Task to carry out: Extract the data exactly, missing nothing.

Input data:
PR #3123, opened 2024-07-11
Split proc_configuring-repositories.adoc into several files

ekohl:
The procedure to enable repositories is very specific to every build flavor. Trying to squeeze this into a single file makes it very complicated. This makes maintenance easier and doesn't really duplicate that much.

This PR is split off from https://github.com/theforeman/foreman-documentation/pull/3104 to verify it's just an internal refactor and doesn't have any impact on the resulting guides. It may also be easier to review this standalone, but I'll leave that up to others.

Your solution:
PR #3123, opened 2024-07-11
Split proc_configuring-repositories.adoc into several files

ekohl:
The procedure to enable repositories is very specific to every build flavor. Trying to squeeze this into a single file makes it very complicated. This makes maintenance easier and doesn't really duplicate that much.

This PR is split off from https://github.com/theforeman/foreman-documentation/pull/3104 to verify it's just an internal refactor and doesn't have any impact on the resulting guides. It may also be easier to review this standalone, but I'll leave that up to others.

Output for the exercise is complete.